PR #3627, opened 2021-01-17
add make-struct-type-property/generic and make-generic-struct-type-property

### LINKED ISSUE #1647: generics: expose generic-property and generic-method-table?
Should we expose and document `generic-property` and `generic-method-table`, two of the internal macros in `racket/private/generic-methods.rkt`?

An example usage would be
```racket
(struct name [field ...]
  #:property (generic-property gen:interface)
  (generic-method-table gen:interface
    method-def ...))
```

These macros are currently being used by both Rosette and Typed Rosette for different reasons. Rosette needs them for lifting structs to work as symbolic values, and Typed Rosette needs them to expand to after typechecking generic method implementations.

This was first asked in `generics: optional scope argument for private macros` (https://github.com/racket/racket/pull/1644).

AlexKnauth:
Closes #1647, adds `make-struct-type-property/generic` and `make-generic-struct-type-property`, which allow struct-type-properties to inherit from generic-interfaces, in a way suggested by @LiberalArtist to avoid needing to expose the internal method-table.

```racket
(make-struct-type-property/generic
  name-expr
  maybe-guard-expr
  maybe-supers-expr
  maybe-can-imporsonate?-expr
  option
  ...)
maybe-guard-expr =
                 | guard-expr
maybe-supers-expr =
                  | supers-expr
maybe-can-impersonate-expr =
                           | can-impersonate-expr?
option = #:property prop-expr val-expr
       | #:methods gen-interface-id [method-def ...]
```
Produces 3 values just like `make-struct-type-property`.

```racket
(make-generic-struct-type-property
  gen-interface
  method-def
  ...)
```
Produces just the property value.

### DIFF
--- a/pkgs/racket-doc/scribblings/reference/generic.scrbl
+++ b/pkgs/racket-doc/scribblings/reference/generic.scrbl
@@ -299,4 +299,56 @@ a @tech{chaperone} of @racket[val-expr] otherwise.
 
 }
 
+@defform[(make-struct-type-property/generic
+           name-expr
+           maybe-guard-expr
+           maybe-supers-expr
+           maybe-can-impersonate?-expr
+           property-option
+           ...)
+  #:grammar
+  ([maybe-guard-expr (code:line) guard-expr]
+   [maybe-supers-expr (code:line) supers-expr]
+   [maybe-can-impersonate?-expr (code:line) can-impersonate?-expr]
+   [property-option (code:line #:property prop-expr val-expr)
+                    (code:line #:methods gen:name-id method-defs)]
+   [method-defs (definition ...)])
+  #:contracts
+  ([name-expr symbol?]
+   [guard-expr (or/c procedure? #f 'can-impersonate)]
+   [supers-expr (listof (cons/c struct-type-property? (-> any/c any/c)))]
+   [can-impersonate?-expr any/c]
+   [prop-expr struct-type-property?]
+   [val-expr any/c])]{
+Creates a new structure type property and returns three
+values, just like @racket[make-struct-type-property] would:
+
+@itemize[
+ @item{a @tech{structure type property descriptor}}
+ @item{a @tech{property predicate} procedure}
+ @item{a @tech{property accessor} procedure}
+]
+
+Any struct that implements this property will also implement
+the properties and @tech{generic interfaces} given in the
+@racket[#:property] and @racket[#:methods] declarations.
+The property @racket[val-expr]s and @racket[method-def]s are
+evaluated eagerly when the property is created, not when
+it is attached to a structure type.
+}
+
+@defform[(make-generic-struct-type-property
+            gen:name-id
+            method-def
+            ...)]{
+Creates a new structure type property and returns the
+@tech{structure type property descriptor}.
+
+Any struct that implements this property will also implement
+the @tech{generic interface} given by @racket[gen:name-id]
+with the given @racket[method-def]s. The @racket[method-def]s
+are evaluated eagerly when the property is created, not when
+it is attached to a structure type.
+}
+
 @close-eval[evaluator]
--- a/pkgs/racket-test/tests/generic/struct-type-property.rkt
+++ b/pkgs/racket-test/tests/generic/struct-type-property.rkt
@@ -1,0 +1,38 @@
+#lang racket/base
+
+(require racket/generic racket/match racket/dict rackunit)
+
+(test-case "silly-dict"
+  (define prop:silly-dict
+    (make-generic-struct-type-property
+     gen:dict
+     (define (dict-ref self k [default #f])
+       'i-am-a-dict)))
+  (struct example ()
+    #:transparent
+    #:property prop:silly-dict #f)
+  (check-equal? (dict-ref (example) 42) 'i-am-a-dict))
+
+(test-case "container-repr"
+  (define-generics repr (->sexpr repr)
+    #:defaults
+    ([number? (define (->sexpr n) n)]
+     [symbol? (define (->sexpr s) `',s)]))
+  (define-values [prop:container container? container-ref]
+    (make-struct-type-property/generic
+     'container
+     #:methods gen:repr
+     [(define/generic gen->sexpr ->sexpr)
+      (define (->sexpr self)
+        (match ((container-ref self) self)
+          [(cons constructor contents)
+           (cons constructor (map gen->sexpr contents))]))]))
+  (struct foo (a b c)
+    #:property prop:container
+    (lambda (self)
+      (list 'foo (foo-a self) (foo-b self) (foo-c self))))
+  (check-equal? (->sexpr (foo 1 2 3)) '(foo 1 2 3))
+  (check-equal? (->sexpr (foo 'a 'b 'c)) '(foo 'a 'b 'c))
+  (check-equal? (->sexpr (foo 'a 1 (foo 'b 2 'empty)))
+                '(foo 'a 1 (foo 'b 2 'empty))))
+
--- a/racket/collects/racket/generic.rkt
+++ b/racket/collects/racket/generic.rkt
@@ -3,6 +3,7 @@
          racket/contract/combinator
          "private/generic.rkt"
          "private/generic-methods.rkt"
+         "private/struct-type-property.rkt"
          (for-syntax racket/base racket/syntax syntax/stx))
 
 ;; Convenience layer on top of racket/private/generic.
@@ -19,7 +20,9 @@
          chaperone-generics
          impersonate-generics
          redirect-generics
-         generic-instance/c)
+         generic-instance/c
+         make-struct-type-property/generic
+         make-generic-struct-type-property)
 
 (begin-for-syntax
 
--- a/racket/collects/racket/private/struct-type-property.rkt
+++ b/racket/collects/racket/private/struct-type-property.rkt
@@ -1,0 +1,131 @@
+#lang racket/base
+
+(provide make-struct-type-property/generic
+         make-generic-struct-type-property)
+
+(require racket/function
+         "generic-methods.rkt"
+         (for-syntax racket/base
+                     syntax/stx))
+
+(begin-for-syntax
+  ;; stx-expr? : Stx -> Bool
+  (define (stx-expr? v)
+    (not (keyword? (if (syntax? v) (syntax-e v) v))))
+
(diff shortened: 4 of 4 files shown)


willghatch:
This looks like it will solve all of my issues with generics.  (Like various others, I have projects that want to dynamically create structs with `make-struct-type` that implement generic interfaces.)

rocketnia:
This looks great. My abstract concern about API lock-in seems to be covered.

To be more specific, this makes it possible to create generic interfaces and be safe in the knowledge that people can abstract over them with a better interface design later on, using `#:derive-property`. Struct type properties were safe from lock-in in this way, being able to abstract over each other using their `supers` feature. Generic interfaces could abstract over structure type properties, but not over each other.

Now that these new utilities make it possible for a generic interface to be used where a structure type property is expected, they'll be just as possible to abstract over.

pkgs/racket-doc/scribblings/reference/generic.scrbl
```diff
@@ -288,4 +288,51 @@ a @tech{chaperone} of @racket[val-expr] otherwise.
...
+   [method-defs (definition ...)])
+  #:contracts
+  ([name-expr symbol?]
+   [guard-expr (or/c procedure? #f 'can-impersonate)]
+   [supers-expr (listof (cons/c struct-type-property? (-> any/c any/c)))]
+   [can-impersonate?-expr any/c]
+   [prop-expr struct-type-property?]
+   [val-expr any/c])]{
+Creates a new structure type property and returns three
+values just like @racket[make-struct-type-property] would:
```
LiberalArtist, line 313: I think there should be a comma between `values` and `just`.

LiberalArtist:
Thanks @AlexKnauth for moving this forward!

Re your [comment](https://github.com/racket/racket/issues/1647#issuecomment-755041110) on #1647:
> I like the suggestion for make-generic-struct-type-property by @LiberalArtist. I would be inclined to choose that over @rocketnia's version because @LiberalArtist's version only evaluates the method definitions once on property-creation, while @rocketnia's version evaluates the method definitions each time the property is attached to a struct-type.

That is the reason I'd written my example the way I did, but as I've continued to think about @rocketnia's version, I can see a case for making a binding for the given property value in scope during the evaluation of the `method-def`s, perhaps as an additional option.

I don't think performance considerations need to decide the question: attaching properties to struct types is a relatively rare operation, probably done just once at startup most of the time, and I think the compiler should do enough lifting to avoid unnecessary closure allocation.

But I think there would be slightly more expressiveness, though I'm not convinced it's really useful. Using the accessor procedure to get at the value requires that you have an instance of the struct. Also, the accessor is undefined until the property is created, which is a further limitation if you are evaluating the `method-def`s only once. Many cases could be handled by @rocketnia's [suggestion](https://github.com/racket/racket/issues/1647#issuecomment-488154505) of refactoring “into a separate structure type property which performs that computation in its guard procedure,” but I don't think it would let you use the property value to compute the procedure that goes into the method table (as opposed to inside the body of a method). However, I haven't come up with anything interesting that this would accomplish.

All of that said, I would lean toward **not** adding complexity now: I definitely don't want to delay closing this almost-four-year-old issue!

Two more concrete comments:

1. I think we should document that the the `method-def`s are evaluated during the creation of the property, since it's observable anyway. (This wouldn't preclude later extending `option` with a case like `#:methods gen-interface-id #:given given-val-id [method-def ...]` that would have different rules.)
2. In `define-generics`’s `#:derive-property prop-expr prop-value-expr` clause, “when `prop-value-expr` is executed, each `method-id` is bound to its specific implementation for the structure type.” Should `supers-expr` and/or `#:property prop-expr val-expr` behave the same way? I would lean toward not: if we're evaluating the `method-def`s only once, there's no advantage. (This would be different if we waited until the property is attached to a struct type—another reason to postpone that until someone actually wants it.) Regardless, it might be worth clarifying in the documentation, since this will be on the same page as `define-generics`/`#:derive-property`.

pkgs/racket-doc/scribblings/reference/generic.scrbl
AlexKnauth: I have added a comma here, thanks

AlexKnauth:
(Re: 1) I have documented that the the method-defs are evaluated during the creation of the property, good idea. I've added that to this PR

(Re: 2 “when prop-value-expr is executed, each method-id is bound to its specific implementation for the structure type.”) For generic interfaces, there are names for multiple methods that are specialized. For struct-type properties, there is an anonymous "single value", that's easily produced by `(prop-ref self)`, so I don't think that's worth it.

rocketnia:
> For generic interfaces, there are names for multiple methods that are specialized. For struct-type properties, there is an anonymous "single value", that's easily produced by `(prop-ref self)`, so I don't think that's worth it.

Looks like maybe there's a miscommunication? There are multiple named methods being defined in the `#:methods` block of a `make-struct-type-property/generic`. These specialized method definitions could shadow the dispatching method definitions in the lexical environment of `supers-expr` and/or `#:property prop-expr val-expr`. If they did, that would be consistent with the precedent of `define-generics`.

Personally, I don't know why `define-generics` does that, and it seems unintuitive to me. I wouldn't mind if `make-struct-type-property/generic` was different in this regard.

AlexKnauth:
Yes, but in one case there's a generic-interface extending a property (that makes all of the named methods available to the property's value-expression), and in the other case there's a property extending a generic interface. It makes sense to bind the names of the methods in the first case, as `define-generics` already does. But this PR is for the second case, where it doesn't seem worth it to bind the property-value... to me anyway

rocketnia:
> Yes, but in one case there's a generic-interface extending a property (that makes all of the named methods available to the property's value-expression), and in the other case there's a property extending a generic interface.

Hmm, I started to write that I saw the analogy more like this, and then I realized my mistake:

* In the case of `define-generics`, there's a `#:methods` block defining method specializations and some `#:derive-property prop-expr prop-value-expr` expressions that extend properties.
* In the case of `make-struct-type-property/generics`, there's a `#:methods` block defining method specializations and some `supers-expr` and `#:property prop-expr val-expr` expressions that extend properties.

My mistake is that there's no `#:methods` block in `define-generics`. It's more like there's a signature of a `#:methods` block. So the methods aren't right there at the call site, and being able to access them actually has a meaningful impact on the programmer's ability to express performant property implementations. I think I get the point of it now.

And you're right. The information that's unknown at a `define-generics` call site is what the method specializations are. In this case, the information that's unknown at a `make-struct-type-property/derived` call site is what the property value is. That does make these analogous in an interesting way -- or at least, a way that would be interesting if we cared what the value of the property was or if we couldn't just use `prop-ref` to get that information. :) I see now, thank you.

I guess what @LiberalArtist was saying was that if someday the method specializations could depend on the property value, then  the information that's unknown at a `make-struct-type-property/derived` call site is what the property value is *and* what the method specializations are. At that point the `supers-expr` and `#:property prop-expr val-expr` expressions might benefit from having access to the method specializations.

Hmm, that could be worth considering someday, if that kind of dependency on the property value is ever allowed. It's hard to say access to the method specializations would add much expressiveness. I don't think it's quite reducible to using `(prop-ref self)` and recomputing the method specializations from that result, since `self` isn't generally available during these expressions and the `#:methods` block may have side effects like generativity that inhibit recomputation. If there is any advantage to it, it's probably better served by allowing arbitrary bindings (not just method specializations) to travel from the `#:methods` block to the property specifications. At any rate, I guess that's a bridge that can be crossed if and when we come to it.

LiberalArtist:
> I guess what @LiberalArtist was saying was that if someday the method specializations could depend on the property value, then the information that's unknown at a `make-struct-type-property/derived` call site is what the property value is _and_ what the method specializations are. At that point the `supers-expr` and `#:property prop-expr val-expr` expressions might benefit from having access to the method specializations.
> 
> … At any rate, I guess that's a bridge that can be crossed if and when we come to it.

Yes, that's what I meant and I agree with the conclusion. If someday we do add a mode or create a new set of macros to allow the method specializations to depend on the property value, presumably we'll be doing it because someone has found a reason to actually *want* to do that—I still haven't come up with one. If that hypothetical day ever arrives, I think we'll be in a better position to know what would be useful than we are right now. In the mean time, I don't think we're closing off any future options by providing the functionality now for which we do know real use-cases.

pkgs/racket-doc/scribblings/reference/generic.scrbl
```diff
@@ -288,4 +288,53 @@ a @tech{chaperone} of @racket[val-expr] otherwise.
...
+values, just like @racket[make-struct-type-property] would:
+
+@itemize[
+ @item{a @tech{structure type property descriptor}}
+ @item{a @tech{property predicate} procedure}
+ @item{a @tech{property accessor} procedure}
+]
+
+Any struct that implements this property will also implement
+the properties and generic-interfaces given in the
```
LiberalArtist, line 322: I would write `@tech{generic interfaces}` rather than `generic-interfaces`.

pkgs/racket-doc/scribblings/reference/generic.scrbl
```diff
@@ -288,4 +288,53 @@ a @tech{chaperone} of @racket[val-expr] otherwise.
...
+            ...)]{
+Creates a new structure type property and returns the
+@tech{structure type property descriptor}.
+
+Any struct that implements this property will also implement
+the generic interface given by @racket[gen:name-id] with the
+given @racket[method-def]s. The @racket[method-def]s are
+evaluated eagerly when the property is created, not when
+attached to a structure.
+}
```
LiberalArtist, line 338: I would either:

1. Make the same edit I suggested above; or
2. Rewrite it referring to `make-struct-type-property/generic`—maybe something like this:
```
Like @racket[make-struct-type-property/generic], but simplified
to implement a single @tech{generic interface} @racket[gen:name-id]
and to return only a single value, the @tech{structure type property descriptor}
for the new property.
```

LiberalArtist (commented):
Aside from these minor potential documentation suggestions, LGTM.

mflatt:
Is this still in progress? I would be good to wrap it up well in advance of the next release.

AlexKnauth:
Oh, sorry, I can do the improvements suggested by @LiberalArtist soon

AlexKnauth:
@LiberalArtist does this look good now?

AlexKnauth:
@mflatt Should I merge, or wait?

LiberalArtist:
LGTM! Thanks for staying on top of this, @AlexKnauth.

- _YOUR ASSIGNMENT_
Each line with the word "expose" in the records above belongs in the result; copy all of them.

- _RESULT OF THIS TASK_
### LINKED ISSUE #1647: generics: expose generic-property and generic-method-table?
Should we expose and document `generic-property` and `generic-method-table`, two of the internal macros in `racket/private/generic-methods.rkt`?
Closes #1647, adds `make-struct-type-property/generic` and `make-generic-struct-type-property`, which allow struct-type-properties to inherit from generic-interfaces, in a way suggested by @LiberalArtist to avoid needing to expose the internal method-table.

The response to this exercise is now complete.